One of them was so far gone she would disconnect her old fashioned land-line phone and put it in her purse, the cord dragging and drive away in her pajamas. She recently stopped driving. Only because she is now in special care.
The other, a 77 year old man given to delusions . I witnessed him as belligerently aggressive on the road, unable to negotiate turns and driving an enormous unrestored wreck of a 1978 truck with the door handles off the passenger side. He’s still on the road as far as I know.
Lewis County has a huge population of senior citizens. When they go around the bend, we have only luck so far to keep us from the taking us with them.
The manager of this facility was well aware of this problem, believe me. But her philosophy, in my opinion and observation, was centered around whatever was the easiest way for her to get through the day and to her paycheck. For all she cared, she could have been managing a flock of geese.
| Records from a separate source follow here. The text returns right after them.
PR #4936, opened 2022-09-14
Hi-tech lab unnecessary choose when using 1 energy

pauliimmonen:
When using Hi-tech lab with one energy the game asks you to choose a card from one option which is unnecessary. Replaced draw one keep one simply by drawing a card.


kberg:
This seems reasonable. How did you ensure it works?

kberg:
Thanks!

kberg (approved):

This needs to be corrected without someone dying because it hasn’t. Adult Protective Services should be protecting all of us. There should be way to notify them that vulnerable senior citizens are on the road when they shouldn’t be.
Sharyn, good report. Thank you for posting.
:'( breaks my heart all thru way around
For my part, if it’s a choice between the slow death of Alzheimer’s, to the point that you don’t know your loved ones anymore, or the fast death of a speeding train…bring on the Midnight Special.